▶ DATASET EXTRACT:
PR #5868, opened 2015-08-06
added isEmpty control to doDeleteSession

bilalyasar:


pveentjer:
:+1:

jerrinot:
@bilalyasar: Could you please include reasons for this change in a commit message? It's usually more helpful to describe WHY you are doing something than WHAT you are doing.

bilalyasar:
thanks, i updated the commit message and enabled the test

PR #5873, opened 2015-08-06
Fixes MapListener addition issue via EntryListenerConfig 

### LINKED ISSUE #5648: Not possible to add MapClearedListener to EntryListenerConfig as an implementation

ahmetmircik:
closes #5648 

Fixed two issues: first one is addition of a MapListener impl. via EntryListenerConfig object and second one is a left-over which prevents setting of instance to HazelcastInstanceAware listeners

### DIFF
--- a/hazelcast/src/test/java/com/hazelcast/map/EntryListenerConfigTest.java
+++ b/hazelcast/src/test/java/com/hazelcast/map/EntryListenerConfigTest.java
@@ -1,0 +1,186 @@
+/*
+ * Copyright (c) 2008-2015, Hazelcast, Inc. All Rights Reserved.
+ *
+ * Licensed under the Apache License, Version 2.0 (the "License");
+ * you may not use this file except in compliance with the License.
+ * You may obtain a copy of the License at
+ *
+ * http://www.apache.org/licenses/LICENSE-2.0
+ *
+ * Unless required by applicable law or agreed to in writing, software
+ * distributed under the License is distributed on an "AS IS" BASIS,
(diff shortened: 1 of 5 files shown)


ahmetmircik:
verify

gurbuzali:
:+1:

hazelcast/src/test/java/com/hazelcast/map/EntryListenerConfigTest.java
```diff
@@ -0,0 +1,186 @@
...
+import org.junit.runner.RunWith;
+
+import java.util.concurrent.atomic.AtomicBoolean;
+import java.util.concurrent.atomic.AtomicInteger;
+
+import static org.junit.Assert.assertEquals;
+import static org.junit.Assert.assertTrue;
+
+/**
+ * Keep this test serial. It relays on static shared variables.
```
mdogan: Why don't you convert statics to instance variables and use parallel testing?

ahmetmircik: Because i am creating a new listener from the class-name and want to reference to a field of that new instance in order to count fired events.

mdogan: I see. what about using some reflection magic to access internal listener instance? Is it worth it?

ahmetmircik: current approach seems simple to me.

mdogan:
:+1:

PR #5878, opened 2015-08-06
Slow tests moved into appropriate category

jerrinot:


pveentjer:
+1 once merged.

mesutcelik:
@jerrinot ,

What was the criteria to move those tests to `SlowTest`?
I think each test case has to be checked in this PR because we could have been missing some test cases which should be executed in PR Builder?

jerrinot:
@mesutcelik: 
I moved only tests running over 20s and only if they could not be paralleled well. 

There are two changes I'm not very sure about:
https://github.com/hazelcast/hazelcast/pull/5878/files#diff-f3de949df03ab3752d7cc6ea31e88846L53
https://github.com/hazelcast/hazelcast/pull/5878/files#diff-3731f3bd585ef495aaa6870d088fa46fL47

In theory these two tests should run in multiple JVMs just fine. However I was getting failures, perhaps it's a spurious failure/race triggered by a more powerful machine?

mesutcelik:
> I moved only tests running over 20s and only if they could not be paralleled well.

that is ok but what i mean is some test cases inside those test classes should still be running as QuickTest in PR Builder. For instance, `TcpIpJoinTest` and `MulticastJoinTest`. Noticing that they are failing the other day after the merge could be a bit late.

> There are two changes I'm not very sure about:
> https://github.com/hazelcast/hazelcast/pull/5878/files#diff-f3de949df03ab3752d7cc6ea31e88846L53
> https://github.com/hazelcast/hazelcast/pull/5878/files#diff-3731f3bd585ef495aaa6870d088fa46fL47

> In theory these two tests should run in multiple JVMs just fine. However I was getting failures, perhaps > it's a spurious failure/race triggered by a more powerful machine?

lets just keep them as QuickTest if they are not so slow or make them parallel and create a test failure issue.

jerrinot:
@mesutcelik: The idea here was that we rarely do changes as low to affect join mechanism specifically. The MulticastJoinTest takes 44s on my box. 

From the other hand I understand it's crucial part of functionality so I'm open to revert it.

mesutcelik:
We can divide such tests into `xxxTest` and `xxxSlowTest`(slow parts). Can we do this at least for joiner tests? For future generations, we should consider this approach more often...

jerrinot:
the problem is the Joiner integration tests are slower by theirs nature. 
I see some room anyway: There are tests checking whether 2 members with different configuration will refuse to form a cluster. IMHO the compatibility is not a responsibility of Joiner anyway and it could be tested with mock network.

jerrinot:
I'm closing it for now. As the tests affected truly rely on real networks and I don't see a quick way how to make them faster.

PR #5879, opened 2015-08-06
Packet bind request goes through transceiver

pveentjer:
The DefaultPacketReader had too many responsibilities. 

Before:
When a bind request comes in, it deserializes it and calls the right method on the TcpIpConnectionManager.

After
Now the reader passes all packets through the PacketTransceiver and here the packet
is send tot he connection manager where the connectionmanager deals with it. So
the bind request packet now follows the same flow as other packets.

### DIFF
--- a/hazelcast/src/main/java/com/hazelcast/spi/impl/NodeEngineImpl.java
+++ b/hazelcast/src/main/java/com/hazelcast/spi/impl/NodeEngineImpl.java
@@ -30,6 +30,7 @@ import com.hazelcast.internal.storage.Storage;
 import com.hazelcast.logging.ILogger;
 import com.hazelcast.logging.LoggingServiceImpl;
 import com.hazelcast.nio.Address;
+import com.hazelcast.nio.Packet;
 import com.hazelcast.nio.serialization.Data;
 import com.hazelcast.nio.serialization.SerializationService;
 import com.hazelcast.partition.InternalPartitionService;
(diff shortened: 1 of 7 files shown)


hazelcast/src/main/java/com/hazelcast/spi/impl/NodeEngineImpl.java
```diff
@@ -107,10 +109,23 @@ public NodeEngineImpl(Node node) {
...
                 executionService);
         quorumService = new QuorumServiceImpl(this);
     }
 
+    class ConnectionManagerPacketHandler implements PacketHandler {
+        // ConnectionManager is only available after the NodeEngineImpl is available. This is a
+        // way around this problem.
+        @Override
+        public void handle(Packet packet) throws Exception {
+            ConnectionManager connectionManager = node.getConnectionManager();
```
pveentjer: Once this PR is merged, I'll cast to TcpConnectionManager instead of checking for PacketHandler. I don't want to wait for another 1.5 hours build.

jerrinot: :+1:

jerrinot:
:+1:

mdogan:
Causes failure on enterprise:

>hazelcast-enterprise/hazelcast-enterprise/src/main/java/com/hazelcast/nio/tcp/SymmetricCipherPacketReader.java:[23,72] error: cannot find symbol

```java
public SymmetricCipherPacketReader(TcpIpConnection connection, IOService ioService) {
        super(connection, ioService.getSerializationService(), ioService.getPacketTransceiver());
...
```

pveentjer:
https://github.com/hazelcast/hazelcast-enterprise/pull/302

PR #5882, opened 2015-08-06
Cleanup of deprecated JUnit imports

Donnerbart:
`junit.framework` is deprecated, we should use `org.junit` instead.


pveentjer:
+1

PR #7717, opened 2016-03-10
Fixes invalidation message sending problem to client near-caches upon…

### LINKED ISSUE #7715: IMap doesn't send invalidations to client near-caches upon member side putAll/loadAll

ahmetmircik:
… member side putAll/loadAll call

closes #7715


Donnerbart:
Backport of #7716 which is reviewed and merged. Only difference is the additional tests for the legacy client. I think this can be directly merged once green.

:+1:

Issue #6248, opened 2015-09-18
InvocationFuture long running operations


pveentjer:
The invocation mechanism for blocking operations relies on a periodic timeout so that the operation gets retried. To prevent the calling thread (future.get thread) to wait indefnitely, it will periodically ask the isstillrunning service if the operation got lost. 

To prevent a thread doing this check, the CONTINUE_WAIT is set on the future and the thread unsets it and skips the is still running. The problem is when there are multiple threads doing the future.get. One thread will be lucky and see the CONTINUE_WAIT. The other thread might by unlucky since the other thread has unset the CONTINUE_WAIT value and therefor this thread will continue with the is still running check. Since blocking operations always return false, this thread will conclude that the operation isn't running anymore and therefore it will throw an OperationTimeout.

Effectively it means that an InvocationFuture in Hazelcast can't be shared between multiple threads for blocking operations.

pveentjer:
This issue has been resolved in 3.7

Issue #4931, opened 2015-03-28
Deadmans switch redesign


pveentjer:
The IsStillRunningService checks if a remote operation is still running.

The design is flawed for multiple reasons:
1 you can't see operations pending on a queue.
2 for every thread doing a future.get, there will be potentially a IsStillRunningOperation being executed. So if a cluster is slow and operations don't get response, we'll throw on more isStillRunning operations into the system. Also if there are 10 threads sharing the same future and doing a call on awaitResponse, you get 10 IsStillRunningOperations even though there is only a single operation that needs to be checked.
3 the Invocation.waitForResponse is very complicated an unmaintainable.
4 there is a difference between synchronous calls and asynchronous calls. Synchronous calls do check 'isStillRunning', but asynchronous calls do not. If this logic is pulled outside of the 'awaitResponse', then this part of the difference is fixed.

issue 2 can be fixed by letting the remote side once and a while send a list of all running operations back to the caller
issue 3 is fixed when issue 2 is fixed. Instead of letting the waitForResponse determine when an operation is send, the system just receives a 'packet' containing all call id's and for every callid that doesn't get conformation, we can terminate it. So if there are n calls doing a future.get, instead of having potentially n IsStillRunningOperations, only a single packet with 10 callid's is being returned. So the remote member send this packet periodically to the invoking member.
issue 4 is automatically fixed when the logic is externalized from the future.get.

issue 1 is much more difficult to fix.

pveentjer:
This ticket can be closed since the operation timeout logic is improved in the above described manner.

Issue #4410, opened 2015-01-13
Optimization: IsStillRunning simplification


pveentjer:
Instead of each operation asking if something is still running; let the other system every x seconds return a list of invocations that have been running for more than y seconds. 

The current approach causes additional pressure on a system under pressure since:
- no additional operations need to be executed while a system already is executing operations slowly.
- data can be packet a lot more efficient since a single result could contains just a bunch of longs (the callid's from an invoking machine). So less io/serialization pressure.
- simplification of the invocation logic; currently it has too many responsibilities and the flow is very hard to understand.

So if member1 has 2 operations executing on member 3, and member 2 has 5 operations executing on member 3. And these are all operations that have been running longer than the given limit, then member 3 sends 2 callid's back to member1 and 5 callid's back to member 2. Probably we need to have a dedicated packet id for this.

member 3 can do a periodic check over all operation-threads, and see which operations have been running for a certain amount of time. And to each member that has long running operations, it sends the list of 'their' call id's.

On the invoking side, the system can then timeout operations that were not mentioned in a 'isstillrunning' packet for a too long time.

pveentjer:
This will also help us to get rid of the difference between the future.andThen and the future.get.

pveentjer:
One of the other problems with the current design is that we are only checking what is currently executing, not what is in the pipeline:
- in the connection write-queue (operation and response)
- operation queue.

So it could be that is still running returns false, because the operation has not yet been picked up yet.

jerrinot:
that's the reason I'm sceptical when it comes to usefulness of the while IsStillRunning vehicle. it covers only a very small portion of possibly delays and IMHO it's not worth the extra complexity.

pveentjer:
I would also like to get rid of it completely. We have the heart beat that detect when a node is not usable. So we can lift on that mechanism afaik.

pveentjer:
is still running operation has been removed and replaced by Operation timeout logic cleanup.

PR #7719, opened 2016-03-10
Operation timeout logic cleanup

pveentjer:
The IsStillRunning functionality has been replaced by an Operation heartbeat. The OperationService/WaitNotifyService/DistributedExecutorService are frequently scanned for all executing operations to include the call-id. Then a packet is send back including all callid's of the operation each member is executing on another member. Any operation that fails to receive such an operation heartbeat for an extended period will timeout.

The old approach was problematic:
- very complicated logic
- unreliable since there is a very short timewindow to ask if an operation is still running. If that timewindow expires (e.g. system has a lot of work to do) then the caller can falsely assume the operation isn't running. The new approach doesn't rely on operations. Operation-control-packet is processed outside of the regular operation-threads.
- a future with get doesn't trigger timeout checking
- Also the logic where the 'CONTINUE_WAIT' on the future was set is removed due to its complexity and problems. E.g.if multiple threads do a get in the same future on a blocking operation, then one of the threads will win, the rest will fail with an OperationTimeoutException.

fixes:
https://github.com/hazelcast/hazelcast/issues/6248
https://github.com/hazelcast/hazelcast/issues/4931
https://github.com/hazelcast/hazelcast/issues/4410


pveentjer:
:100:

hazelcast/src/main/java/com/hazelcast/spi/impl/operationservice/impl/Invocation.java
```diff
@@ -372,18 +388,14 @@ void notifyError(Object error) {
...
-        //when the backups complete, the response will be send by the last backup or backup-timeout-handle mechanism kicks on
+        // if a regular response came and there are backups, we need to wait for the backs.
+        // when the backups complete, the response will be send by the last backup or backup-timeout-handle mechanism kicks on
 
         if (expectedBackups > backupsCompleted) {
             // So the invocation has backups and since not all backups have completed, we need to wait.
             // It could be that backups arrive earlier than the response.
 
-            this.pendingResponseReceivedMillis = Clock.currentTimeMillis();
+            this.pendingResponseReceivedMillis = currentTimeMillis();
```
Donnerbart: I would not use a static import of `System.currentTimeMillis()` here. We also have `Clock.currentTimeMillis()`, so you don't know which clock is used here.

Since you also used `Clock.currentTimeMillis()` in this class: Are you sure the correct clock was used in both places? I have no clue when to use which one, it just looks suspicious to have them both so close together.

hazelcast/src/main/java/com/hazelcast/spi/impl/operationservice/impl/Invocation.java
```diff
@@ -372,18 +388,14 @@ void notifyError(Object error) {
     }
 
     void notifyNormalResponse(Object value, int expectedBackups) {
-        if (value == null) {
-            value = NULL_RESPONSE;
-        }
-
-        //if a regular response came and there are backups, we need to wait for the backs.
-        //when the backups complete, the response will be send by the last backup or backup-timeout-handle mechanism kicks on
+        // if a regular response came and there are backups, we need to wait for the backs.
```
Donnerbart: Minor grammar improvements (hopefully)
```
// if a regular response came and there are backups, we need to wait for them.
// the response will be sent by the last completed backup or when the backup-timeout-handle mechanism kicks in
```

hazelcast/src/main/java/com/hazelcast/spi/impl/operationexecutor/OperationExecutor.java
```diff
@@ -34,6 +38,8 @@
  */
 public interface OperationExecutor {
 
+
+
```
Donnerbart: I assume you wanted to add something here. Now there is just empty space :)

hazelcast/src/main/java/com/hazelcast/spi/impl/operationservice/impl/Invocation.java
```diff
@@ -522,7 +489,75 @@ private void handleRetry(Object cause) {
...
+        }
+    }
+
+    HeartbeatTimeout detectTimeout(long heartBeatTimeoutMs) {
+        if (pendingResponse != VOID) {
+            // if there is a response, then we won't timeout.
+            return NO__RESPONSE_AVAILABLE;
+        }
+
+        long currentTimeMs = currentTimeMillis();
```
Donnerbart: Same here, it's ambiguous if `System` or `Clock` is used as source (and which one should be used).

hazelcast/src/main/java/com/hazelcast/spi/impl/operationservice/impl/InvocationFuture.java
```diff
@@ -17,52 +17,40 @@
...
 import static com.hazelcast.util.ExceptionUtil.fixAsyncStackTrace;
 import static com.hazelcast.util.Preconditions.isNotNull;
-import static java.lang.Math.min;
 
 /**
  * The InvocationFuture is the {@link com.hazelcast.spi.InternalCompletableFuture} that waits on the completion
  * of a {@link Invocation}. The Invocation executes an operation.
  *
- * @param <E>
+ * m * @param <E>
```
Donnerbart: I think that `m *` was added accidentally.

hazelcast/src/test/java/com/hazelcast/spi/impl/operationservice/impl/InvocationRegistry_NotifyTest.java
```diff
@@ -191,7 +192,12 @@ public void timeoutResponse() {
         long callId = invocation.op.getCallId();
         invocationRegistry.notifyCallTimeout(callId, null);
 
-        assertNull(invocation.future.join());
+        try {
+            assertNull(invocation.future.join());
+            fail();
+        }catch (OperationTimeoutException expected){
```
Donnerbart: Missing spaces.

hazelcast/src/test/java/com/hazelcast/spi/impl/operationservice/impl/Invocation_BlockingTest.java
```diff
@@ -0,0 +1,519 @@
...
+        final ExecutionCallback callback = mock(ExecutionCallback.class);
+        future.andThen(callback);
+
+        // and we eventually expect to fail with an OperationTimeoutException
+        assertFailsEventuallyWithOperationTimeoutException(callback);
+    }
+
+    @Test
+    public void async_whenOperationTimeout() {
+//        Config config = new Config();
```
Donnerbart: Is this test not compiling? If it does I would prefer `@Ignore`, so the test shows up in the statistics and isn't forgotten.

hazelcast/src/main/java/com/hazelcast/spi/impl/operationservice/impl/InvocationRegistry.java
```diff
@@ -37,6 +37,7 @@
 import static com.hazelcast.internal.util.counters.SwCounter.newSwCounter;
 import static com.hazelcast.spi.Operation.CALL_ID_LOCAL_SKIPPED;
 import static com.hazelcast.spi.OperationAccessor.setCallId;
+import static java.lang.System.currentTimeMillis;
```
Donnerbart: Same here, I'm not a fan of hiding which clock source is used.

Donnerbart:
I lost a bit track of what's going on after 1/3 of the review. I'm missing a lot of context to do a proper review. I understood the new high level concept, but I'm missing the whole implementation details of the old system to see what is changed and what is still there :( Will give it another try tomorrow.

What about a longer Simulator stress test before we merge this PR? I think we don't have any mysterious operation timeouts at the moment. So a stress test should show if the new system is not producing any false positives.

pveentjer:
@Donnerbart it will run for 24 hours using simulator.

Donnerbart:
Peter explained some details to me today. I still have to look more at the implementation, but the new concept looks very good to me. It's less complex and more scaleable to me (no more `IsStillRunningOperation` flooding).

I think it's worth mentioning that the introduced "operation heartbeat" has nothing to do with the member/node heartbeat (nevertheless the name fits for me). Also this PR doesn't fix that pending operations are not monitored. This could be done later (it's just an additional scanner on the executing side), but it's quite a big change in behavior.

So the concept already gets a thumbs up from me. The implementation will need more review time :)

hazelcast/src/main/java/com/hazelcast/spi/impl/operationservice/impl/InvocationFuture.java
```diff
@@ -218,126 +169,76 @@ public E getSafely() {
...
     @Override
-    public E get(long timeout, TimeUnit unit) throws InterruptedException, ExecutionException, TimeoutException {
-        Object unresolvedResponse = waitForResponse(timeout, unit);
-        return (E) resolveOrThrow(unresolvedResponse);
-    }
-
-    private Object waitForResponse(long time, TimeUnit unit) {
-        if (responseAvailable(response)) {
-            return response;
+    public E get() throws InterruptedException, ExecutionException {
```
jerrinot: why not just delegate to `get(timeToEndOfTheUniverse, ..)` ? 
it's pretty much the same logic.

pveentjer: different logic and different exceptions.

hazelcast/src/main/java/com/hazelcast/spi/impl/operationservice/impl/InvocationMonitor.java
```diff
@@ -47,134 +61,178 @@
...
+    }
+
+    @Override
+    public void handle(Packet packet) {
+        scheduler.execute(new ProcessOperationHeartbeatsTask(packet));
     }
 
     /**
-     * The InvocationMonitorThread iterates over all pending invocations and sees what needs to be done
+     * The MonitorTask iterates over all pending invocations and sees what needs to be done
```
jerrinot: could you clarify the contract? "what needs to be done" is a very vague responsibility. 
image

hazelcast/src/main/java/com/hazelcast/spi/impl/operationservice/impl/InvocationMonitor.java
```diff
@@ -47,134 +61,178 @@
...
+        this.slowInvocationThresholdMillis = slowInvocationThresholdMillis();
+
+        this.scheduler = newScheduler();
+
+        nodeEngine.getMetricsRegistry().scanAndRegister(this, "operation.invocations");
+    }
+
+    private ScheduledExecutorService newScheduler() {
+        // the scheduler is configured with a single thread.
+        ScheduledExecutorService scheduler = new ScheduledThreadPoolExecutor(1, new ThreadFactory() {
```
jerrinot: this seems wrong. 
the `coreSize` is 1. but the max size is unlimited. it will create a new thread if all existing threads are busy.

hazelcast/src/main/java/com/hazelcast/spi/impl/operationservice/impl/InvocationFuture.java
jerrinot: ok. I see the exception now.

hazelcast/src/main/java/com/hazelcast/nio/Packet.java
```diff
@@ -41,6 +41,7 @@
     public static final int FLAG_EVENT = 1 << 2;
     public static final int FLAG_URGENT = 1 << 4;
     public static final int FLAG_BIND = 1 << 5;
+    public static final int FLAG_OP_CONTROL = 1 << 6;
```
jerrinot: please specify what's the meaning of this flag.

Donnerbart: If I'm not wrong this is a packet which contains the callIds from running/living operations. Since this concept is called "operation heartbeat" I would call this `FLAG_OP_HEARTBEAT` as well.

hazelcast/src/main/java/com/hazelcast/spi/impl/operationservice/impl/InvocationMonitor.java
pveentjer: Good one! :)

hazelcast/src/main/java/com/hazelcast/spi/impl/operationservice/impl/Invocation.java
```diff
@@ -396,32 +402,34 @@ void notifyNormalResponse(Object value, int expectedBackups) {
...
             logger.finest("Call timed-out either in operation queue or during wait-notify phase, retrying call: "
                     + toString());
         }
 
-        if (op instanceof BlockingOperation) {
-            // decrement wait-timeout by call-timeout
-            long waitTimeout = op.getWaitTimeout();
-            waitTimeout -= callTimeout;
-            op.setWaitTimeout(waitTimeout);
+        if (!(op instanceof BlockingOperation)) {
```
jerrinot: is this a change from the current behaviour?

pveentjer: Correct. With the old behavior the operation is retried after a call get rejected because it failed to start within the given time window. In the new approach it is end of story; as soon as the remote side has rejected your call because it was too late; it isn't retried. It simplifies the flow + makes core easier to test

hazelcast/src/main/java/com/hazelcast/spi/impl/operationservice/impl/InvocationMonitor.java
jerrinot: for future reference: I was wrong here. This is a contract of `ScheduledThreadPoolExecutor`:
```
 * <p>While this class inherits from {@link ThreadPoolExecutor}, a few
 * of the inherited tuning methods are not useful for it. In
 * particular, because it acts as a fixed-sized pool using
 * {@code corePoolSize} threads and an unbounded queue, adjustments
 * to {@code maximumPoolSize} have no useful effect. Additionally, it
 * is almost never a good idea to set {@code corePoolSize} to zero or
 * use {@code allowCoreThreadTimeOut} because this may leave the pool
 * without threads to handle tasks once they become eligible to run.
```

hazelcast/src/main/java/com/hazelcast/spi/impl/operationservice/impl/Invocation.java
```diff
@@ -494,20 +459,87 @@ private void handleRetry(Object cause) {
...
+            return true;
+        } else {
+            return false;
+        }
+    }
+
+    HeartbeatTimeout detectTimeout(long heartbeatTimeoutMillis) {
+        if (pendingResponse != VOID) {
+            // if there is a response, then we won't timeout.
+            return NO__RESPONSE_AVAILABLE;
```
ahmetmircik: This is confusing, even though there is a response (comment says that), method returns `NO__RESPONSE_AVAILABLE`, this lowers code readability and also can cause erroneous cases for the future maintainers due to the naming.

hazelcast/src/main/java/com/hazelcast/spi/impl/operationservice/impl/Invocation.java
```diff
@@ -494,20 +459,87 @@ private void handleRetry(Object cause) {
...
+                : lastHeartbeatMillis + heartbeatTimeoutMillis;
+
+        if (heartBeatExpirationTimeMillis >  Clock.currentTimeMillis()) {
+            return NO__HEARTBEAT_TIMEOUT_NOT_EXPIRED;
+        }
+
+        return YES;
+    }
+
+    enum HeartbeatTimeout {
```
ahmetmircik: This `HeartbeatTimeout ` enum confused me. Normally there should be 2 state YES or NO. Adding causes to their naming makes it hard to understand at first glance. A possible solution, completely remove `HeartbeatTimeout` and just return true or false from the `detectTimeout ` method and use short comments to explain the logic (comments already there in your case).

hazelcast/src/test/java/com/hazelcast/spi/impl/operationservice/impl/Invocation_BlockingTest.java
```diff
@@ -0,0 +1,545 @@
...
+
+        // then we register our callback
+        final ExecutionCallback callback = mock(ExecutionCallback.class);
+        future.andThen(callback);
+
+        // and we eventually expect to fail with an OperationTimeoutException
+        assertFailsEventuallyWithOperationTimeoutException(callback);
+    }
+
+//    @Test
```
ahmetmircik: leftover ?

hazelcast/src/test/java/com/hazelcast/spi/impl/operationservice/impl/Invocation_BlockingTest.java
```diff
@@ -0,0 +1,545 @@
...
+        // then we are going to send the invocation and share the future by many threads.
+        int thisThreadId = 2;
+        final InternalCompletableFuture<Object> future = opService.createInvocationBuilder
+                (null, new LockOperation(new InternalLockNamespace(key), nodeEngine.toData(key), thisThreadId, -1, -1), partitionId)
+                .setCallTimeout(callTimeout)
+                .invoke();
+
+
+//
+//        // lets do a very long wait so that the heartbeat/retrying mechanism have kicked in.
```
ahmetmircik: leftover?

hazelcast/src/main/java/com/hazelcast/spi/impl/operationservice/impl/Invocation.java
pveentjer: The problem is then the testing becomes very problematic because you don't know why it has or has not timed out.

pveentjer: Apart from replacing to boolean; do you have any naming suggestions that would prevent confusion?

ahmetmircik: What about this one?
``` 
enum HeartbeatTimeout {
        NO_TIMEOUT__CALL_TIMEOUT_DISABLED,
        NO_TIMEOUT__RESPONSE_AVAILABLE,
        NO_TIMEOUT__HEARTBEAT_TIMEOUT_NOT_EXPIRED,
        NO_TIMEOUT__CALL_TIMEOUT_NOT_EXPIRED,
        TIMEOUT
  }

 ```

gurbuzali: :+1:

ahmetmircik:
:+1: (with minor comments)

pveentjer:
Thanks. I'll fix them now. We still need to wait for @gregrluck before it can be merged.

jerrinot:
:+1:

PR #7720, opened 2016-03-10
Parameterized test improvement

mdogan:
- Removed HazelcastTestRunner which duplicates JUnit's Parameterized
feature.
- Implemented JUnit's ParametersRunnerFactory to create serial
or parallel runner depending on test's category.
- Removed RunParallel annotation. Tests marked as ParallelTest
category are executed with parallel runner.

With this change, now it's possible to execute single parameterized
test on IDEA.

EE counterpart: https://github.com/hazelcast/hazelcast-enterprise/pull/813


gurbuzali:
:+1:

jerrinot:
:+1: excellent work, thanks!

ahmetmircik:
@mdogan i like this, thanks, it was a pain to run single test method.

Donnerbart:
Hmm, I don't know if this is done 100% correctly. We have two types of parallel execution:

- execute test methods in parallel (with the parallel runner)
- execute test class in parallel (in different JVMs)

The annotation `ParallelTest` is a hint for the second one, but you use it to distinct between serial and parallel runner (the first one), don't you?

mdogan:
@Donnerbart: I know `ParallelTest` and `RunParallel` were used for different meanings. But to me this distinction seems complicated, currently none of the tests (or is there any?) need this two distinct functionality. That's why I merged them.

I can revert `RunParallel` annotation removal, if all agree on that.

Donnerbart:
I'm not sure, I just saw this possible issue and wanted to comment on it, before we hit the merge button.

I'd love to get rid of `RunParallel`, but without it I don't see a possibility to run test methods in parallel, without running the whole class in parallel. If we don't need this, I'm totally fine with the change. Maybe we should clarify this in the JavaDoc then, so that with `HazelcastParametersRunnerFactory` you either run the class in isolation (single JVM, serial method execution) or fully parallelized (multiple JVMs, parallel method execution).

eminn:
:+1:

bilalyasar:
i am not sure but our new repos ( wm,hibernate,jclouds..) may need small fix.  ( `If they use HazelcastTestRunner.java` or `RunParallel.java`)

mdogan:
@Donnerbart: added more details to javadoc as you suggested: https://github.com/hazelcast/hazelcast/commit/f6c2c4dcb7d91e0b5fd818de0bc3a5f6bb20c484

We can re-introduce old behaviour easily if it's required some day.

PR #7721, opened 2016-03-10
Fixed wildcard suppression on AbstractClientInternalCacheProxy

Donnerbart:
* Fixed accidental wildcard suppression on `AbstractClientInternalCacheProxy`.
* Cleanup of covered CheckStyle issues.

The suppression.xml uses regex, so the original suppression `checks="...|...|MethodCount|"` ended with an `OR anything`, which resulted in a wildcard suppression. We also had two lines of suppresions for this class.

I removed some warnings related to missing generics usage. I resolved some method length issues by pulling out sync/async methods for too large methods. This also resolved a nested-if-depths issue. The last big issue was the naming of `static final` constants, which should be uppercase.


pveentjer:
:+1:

▶ TASK TO COMPLETE:
Please copy each line of the material that contains the word "instanceof".

▶ ANSWER TO THIS EXERCISE:
-        if (op instanceof BlockingOperation) {
+        if (!(op instanceof BlockingOperation)) {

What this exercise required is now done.